Página inicial > Obras e crítica literárias > Gilvan Fogel – milagre (Guimarães Rosa)

Gilvan Fogel – milagre (Guimarães Rosa)

sábado 5 de julho de 2025

Ver algo, algo nele mesmo, uma coisa nela mesma, é ver este algo ou esta coisa desde ele mesmo ou desde ela mesma. E, para tanto, é preciso trans-por-se subitamente para a dimensão própria deste algo ou desta coisa. “Dimensão” é outro nome para dizer afeto — ou interesse, ou “sentimento”, como prefere e insiste Caeiro. Portanto, “apreciar a (tua) presença só com os olhos” quer dizer: pôr-se, trans-por-se para a própria coisa e, assim e por isso, vê-la. Vê-la e tê-la só aí. Isto é: apreciar, gozar, desfrutar só de sua presença. Ser todo só a força (apreciação) da presença (afeto) que ela é, que ela precisa ser. O olhar, o ver é o iluminar-se, o fazer-se visível do próprio afeto.

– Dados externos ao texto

PR #4161, opened 2022-08-20
dolt commit -a ignores new tables

### LINKED ISSUE #4133: In the`dolt commit`, the `-a` option adds new tables, not just modified or deleted ones.
This deviates from the Git standard, and though I think most of us prefer how Dolt does it, we should match Git to avoid confusion in our user base.

tanyongzhi:
Fixes #4133.

This PR will fix the `-a` flag in `dolt commit` committing new tables. 

The bulk of this PR is fixing old integration tests, as many of them assumes the old behavior of `dolt commit -am`.

### DIFF
--- a/go/cmd/dolt/commands/commit.go
+++ b/go/cmd/dolt/commands/commit.go
@@ -103,7 +103,7 @@ func performCommit(ctx context.Context, commandStr string, args []string, dEnv *
 	}
 
 	if allFlag {
-		roots, err = actions.StageAllTables(ctx, roots)
+		roots, err = actions.StageModifiedAndDeletedTables(ctx, roots)
 		if err != nil {
 			return handleCommitErr(ctx, dEnv, err, help)
 		}
--- a/go/libraries/doltcore/env/actions/staged.go
+++ b/go/libraries/doltcore/env/actions/staged.go
@@ -37,7 +37,7 @@ func StageAllTables(ctx context.Context, roots doltdb.Roots) (doltdb.Roots, erro
 func StageModifiedAndDeletedTables(ctx context.Context, roots doltdb.Roots) (doltdb.Roots, error) {
 	_, unstaged, err := diff.GetStagedUnstagedTableDeltas(ctx, roots)
 	if err != nil {
-		return nil, err
+		return doltdb.Roots{}, err
 	}
 
 	tbls := []string{}
--- a/go/libraries/doltcore/env/actions/staged.go
+++ b/go/libraries/doltcore/env/actions/staged.go
@@ -17,6 +17,7 @@ package actions
 import (
 	"context"
 
+	"github.com/dolthub/dolt/go/libraries/doltcore/diff"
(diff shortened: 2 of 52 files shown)


fulghum (commented):
Nice job on this one @tanyongzhi! Thank you for jumping in and picking this one up! 🙏 

This code all looked good to me and takes care of the CLI code path. Would you mind also including [the change for the SQL code path](https://github.com/dolthub/dolt/blob/main/go/libraries/doltcore/sqle/dfunctions/dolt_commit.go#L69)? 

After that, the only thing missing would be making sure we have tests that assert for both the SQL path and the CLI path, that a newly created table isn't added when a user calls `dolt commit -am "..."` (or `call dolt_commit('-am', '...')` for the SQL path). 

Thank you for sending us this!

tanyongzhi:
My pleasure, and thank you for the quick review @fulghum.

I've updated the code for the SQL path. However many integration tests are now failing. These tests seem to belong to `go-mysql-server`, which to my knowledge belongs to another repository. How should we go about fixing these tests?

Lastly, I've also added a couple of bats tests to test the new intended behavior of `dolt commit -a` in `multiple-tables.bats`.

tanyongzhi:
I'm also struggling a little with a few failing bats tests. Would greatly appreciate it if someone could take a look!

fulghum:
This is looking great @tanyongzhi. Once we get the last few tests passing, this should be good to merge in to main. 🎉 

For the enginetests, those would use the `dolt_commit` stored procedure as part of creating test data, so makes sense that they started failing after the update to `dolt_commit`. Try grep'ing for `call dolt_commit(` inside the `go` directory of the dolt repo and you should find those references (e.g. `dolt_queries.go`). The BATS tests must be something similar – test data is calling `dolt_commit` but not adding some new tables. 

Many test cases do come from the `go-mysql-server` package, but since that layer isn't aware of anything about dolt or dolt's versioning, all the changes for this task will be inside the dolt repo. 

I know updating all the test references is a pain – definitely something we weren't excited about either! 😉 So, major thanks for chipping in with this. One idea zachmu and I were talking about yesterday was... in addition to this change to match Git's behavior with `dolt commit -a`, we could add a `dolt commit -A` that would also stage new tables, as an alternative to to explicitly calling `dolt add -A`. It's not something `git commit` supports, but feels like a nice ergonomic improvement and does match Git's use of `-A` with `git add`. If that makes updating the tests easier, then feel free to add that in. No worries if you want to keep this PR tightly scoped of course, just wanted to mention that idea in case it makes updating the tests easier. 

Let me know if you have any problems finding the other test references and we're happy to help more. 🙏

timsehn:
Thank you so much for all your hard work here!

fulghum (approved):
@tanyongzhi – this all looks great! Thank you so much for taking on this change and contributing back to Dolt! 🙏 This change needed to touch just about _every_ test file and we are _very_ grateful and appreciative that you put the time to contribute this! Thank you!!

I'll go ahead and get this merged in to main, see if our docs need any small updates for this behavior, and this will go out in our next release.

PR #4163, opened 2022-08-22
adding missing test cases for prepared tests

JCOR11599:
Companion PR:
 - https://github.com/dolthub/go-mysql-server/pull/1207

Adds skipped tests for Queries that don't yet work Prepared


go/libraries/doltcore/sqle/enginetest/dolt_queries.go
```diff
@@ -822,29 +824,6 @@ var HistorySystemTableScriptTests = []queries.ScriptTest{
 					{3, 4},
 				},
 			},
-			{
```
max-hoffman, line 825: it might be easier to leave these here with `SkipPrepared=true`, but still append to a new list of tests titled `BrokenHistorySystemTableScriptTests `.

go/libraries/doltcore/sqle/enginetest/dolt_engine_test.go
```diff
@@ -1073,6 +1113,35 @@ func TestHistorySystemTable(t *testing.T) {
 			enginetest.TestScript(t, harness, test)
 		})
 	}
+	for _, test := range BrokenHistorySystemTableScriptTests {
+		harness.engine = nil
```
max-hoffman, line 1117: you verified that the tests that include this cannot reuse the engine?

go/libraries/doltcore/sqle/enginetest/dolt_queries.go
max-hoffman: in which case you don't need the comment above

go/libraries/doltcore/sqle/enginetest/dolt_engine_test.go
```diff
@@ -66,21 +66,43 @@ func TestQueries(t *testing.T) {
 func TestSingleQuery(t *testing.T) {
 	t.Skip()
 
+	harness := newDoltHarness(t)
```
max-hoffman, line 69: in general it is courteous to limit unnecessary changes that make PRs more difficult to read

max-hoffman (approved):
LGTM, some small comments

PR #4193, opened 2022-08-24
create db with specific format depending on currentDB format

jennifersp:
`CREATE DATABASE` on new-format DB should create DB with new-format(same format as the currentDB)


andrew-wm-arthur (approved):
LGTM!

PR #5882, opened 2023-05-04
Apply column defaults when merging in new columns

fulghum:
Currently, when merging in a new column and updating existing rows for the new column, any column default value for the new column is ignored. This can result in inconsistent data that customers do not expect (e.g. https://github.com/dolthub/dolt/issues/4456). 

This PR adds initial support for applying column defaults when merging in a new column. Only literal default values are supported in this PR. Supporting column references and function references will require more work to properly resolve those references through the analyzer's code. If an unsupported column default value is present, this change detects that we cannot apply it and errors out the merge, instead of dropping the default value and leaving the new column null. 

Fixes https://github.com/dolthub/dolt/issues/4456 (which specifically only needs support for literal default values)

### DIFF
--- a/go/libraries/doltcore/merge/merge_prolly_rows.go
+++ b/go/libraries/doltcore/merge/merge_prolly_rows.go
@@ -20,20 +20,27 @@ import (
 	"encoding/json"
 	"errors"
 	"fmt"
+	"github.com/dolthub/go-mysql-server/sql"
+	"github.com/dolthub/go-mysql-server/sql/parse"
+	errorkinds "gopkg.in/src-d/go-errors.v1"
 	"io"
-
-	"github.com/dolthub/dolt/go/libraries/doltcore/sqle/index"
 
 	"github.com/dolthub/dolt/go/libraries/doltcore/doltdb"
 	"github.com/dolthub/dolt/go/libraries/doltcore/doltdb/durable"
 	"github.com/dolthub/dolt/go/libraries/doltcore/schema"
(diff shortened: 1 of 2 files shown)


go/libraries/doltcore/merge/merge_prolly_rows.go
```diff
@@ -712,6 +720,62 @@ func remapTuple(tuple val.Tuple, desc val.TupleDesc, mapping val.OrdinalMapping)
...
+		var value interface{}
+		if from == -1 {
+			// If the column is a new column, then look up any default value
+			col := mergedSch.GetNonPKCols().GetByIndex(to)
+			if col.Default != "" {
+				// We need a sql.Context to call parse.StringToColumnDefaultValue, so see if we have one already;
+				// if not, create one, since this code also gets called from the CLI merge code path.
+				sqlCtx, ok := ctx.(*sql.Context)
+				if !ok {
+					sqlCtx = sql.NewContext(ctx)
```
andy-wm-arthur, line 741: creating a new sql context is surprisingly expensive due to the cost of creating the embedded sql session, we should create this once per table/root if possible.

andy-wm-arthur (approved):
This looks great! I think punting on non-literal values is a good call for now

go/libraries/doltcore/merge/merge_prolly_rows.go
fulghum: Oh, thanks for pointing that out! I just pushed a new commit that moves this out of the loop and reuses a single instance for the entire table merge.

PR #5885, opened 2023-05-05
go/libraries/doltcore/env/actions: remotes.go: Have fetch pull all the branch heads at once.

reltuk:
Also avoids round-tripping to the remote to load a commit whose value we do not need yet.


zachmu (approved):
LGTM!

PR #5890, opened 2023-05-05
normalize windows file paths better

JCOR11599:
Depending on if the windows file paths start with `file:///C:...` or `file://C:...`, the url package would parse these slightly differently. As a result, the environment would be stored in the singleton under one path, and retrieved with a different one, causing errors.

fix for: https://github.com/dolthub/dolt/issues/5780


fulghum (approved):
Looks good! 🚢

PR #5892, opened 2023-05-05
Fix binlog connection re-establishment when connection closes between messages

fulghum:
This PR changes our handling of `io.EOF` to trigger our connection re-establishment logic. Previously, only `io.UnexpectedEOF` was triggering a connection re-establishment. 

We found this by digging into some flakiness in the `TestBinlogReplicationAutoReconnect` test:
- https://github.com/dolthub/dolt/actions/runs/4888594518/jobs/8726401205
- https://github.com/dolthub/dolt/actions/runs/4888594518/jobs/8726401205
- https://github.com/dolthub/dolt/actions/runs/4888566463/jobs/8726344999

This test is a little more complex than the other binlog replication tests – it uses Toxiproxy to simulate a dying connection to test the automatic reconnection feature. 

In each of the failures above, the test fails after timing out waiting for the replica to report it has processed the same GTID set that the primary reports. Each time, the primary reports GTIDS 1-1004, but the replica only has GTIDS 1-3. 

Comparing the failed test run log output to a successful test run... the successful run shows the log message `no binlog connection to source, attempting to establish one` many more times. While the Toxiproxy has a data_limit toxic in place, we keep re-establishing a connection and reading the data before Toxiproxy starts causing chaos. This is as intended, and when the data_limit toxic is removed, the binlog replica re-establishes a connection again, and this time is able to keep pulling off events. However, in the failed tests above, I'm only seeing this connection re-establishment happen once, and then the replica just keeps reporting `No more binlog messages; retrying in 1s...`, which indicates it has a connection, but isn't receiving anything. 

This seems to happen when Toxiproxy happens to close the connection cleanly between binlog messages. If the connection close happens while a binlog message is in-flight, we receive an `io.UnexpectedEOF` error and correctly re-establish a connection. If the timing is just right, then we will receive an `io.EOF`. I previously thought that we would receive an `EOF` if there was no binlog event to read over the connection after a period of time, but after looking at the vitess connection handling code more, this doesn't seem to be the case, and `EOF` should be treated the same as `UnexpectedEOF`. 

There are also a few other minor test tweaks in here, like ensuring we check for any returned error when managing the toxics loaded on Toxiproxy.

### DIFF
--- a/go/libraries/doltcore/sqle/binlogreplication/binlog_replication_reconnect_test.go
+++ b/go/libraries/doltcore/sqle/binlogreplication/binlog_replication_reconnect_test.go
@@ -54,7 +54,7 @@ func TestBinlogReplicationAutoReconnect(t *testing.T) {
 	// Remove the limit_data toxic so that a connection can be reestablished
 	err := mysqlProxy.RemoveToxic("limit_data")
 	require.NoError(t, err)
-	fmt.Printf("Toxiproxy proxy limit_data toxic removed")
+	t.Logf("Toxiproxy proxy limit_data toxic removed")
 
 	// Assert that all records get written to the table
 	waitForReplicaToCatchUp(t)
@@ -157,7 +157,7 @@ func configureToxiProxy(t *testing.T) {
 		toxiproxyServer.Listen("localhost", strconv.Itoa(toxiproxyPort))
 	}()
 	time.Sleep(500 * time.Millisecond)
-	fmt.Printf("Toxiproxy control plane running on port %d \n", toxiproxyPort)
+	t.Logf("Toxiproxy control plane running on port %d", toxiproxyPort)
 
 	toxiClient = toxiproxyclient.NewClient(fmt.Sprintf("localhost:%d", toxiproxyPort))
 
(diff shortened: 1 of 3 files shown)


go/libraries/doltcore/sqle/binlogreplication/binlog_replication_reconnect_test.go
```diff
@@ -40,15 +41,20 @@ func TestBinlogReplicationAutoReconnect(t *testing.T) {
...
+
 	for i := 0; i < 1000; i++ {
 		value := "foobarbazbashfoobarbazbashfoobarbazbashfoobarbazbashfoobarbazbash"
 		primaryDatabase.MustExec(fmt.Sprintf("insert into reconnect_test values (%v, %q)", i, value))
 	}
 	// Remove the limit_data toxic so that a connection can be reestablished
-	mysqlProxy.RemoveToxic("limit_data")
+	err := mysqlProxy.RemoveToxic("limit_data")
+	require.NoError(t, err)
+	fmt.Printf("Toxiproxy proxy limit_data toxic removed")
```
reltuk, line 57: Nit: `t.Logf(...)` will ensure this prints if `-test.v` is supplied or anytime the test fails, which can be nice.

reltuk (approved):
LGTM! Thanks for digging in.

go/libraries/doltcore/sqle/binlogreplication/binlog_replication_reconnect_test.go
fulghum: ooh... thanks for pointing that out – I hadn't come across that yet. I went ahead and switched this file over to `t.Logf` and will prefer that func in the future, too.

PR #5899, opened 2023-05-09
go: sqle: dolt_gc.go: Disable CALL dolt_gc() on a standby replica, where it is not currently safe. Shallow GC is still available.

reltuk:


zachmu (approved):
LGTM!

PR #5902, opened 2023-05-09
go/store/datas/pull/clone.go: Fix to clone to interact with sql-server remotes better.

reltuk:
Before this fix, |dolt clone| against a sql-server remote can fail with a confusing error message if the sql-server has a chunk journal. Adding the chunk journal to our destination ChunkStore causes us to update the root hash, which the Clone code was not expecting.

This change updates the Clone code to look for the possible update to the destination's root hash and to not try to set the root hash on the ChunkStore if it has already been done by the code handling the chunk journal.

### DIFF
--- a/go/store/datas/pull/clone.go
+++ b/go/store/datas/pull/clone.go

Tal transposição se faz subitamente, isto é, i-mediatamente ou num salto. Salto é milagre. E milagre é o que se dá sem razão nenhuma para que se dê. É pura gratuidade — desde nada, para nada. Irrupção súbita — doação. Toda coisa, cada coisa, é sempre um milagre — um salto. Por isso, “até quando nada acontece, há um milagre que não estamos vendo”! [1]

FOGEL, Gilvan. O desaprendizado do símbolo: ou da experiência da linguagem. Rio de Janeiro: Mauad X, 2017.


[1Cf. Guimarães Rosa. O espelho. In: Primeiras Estórias.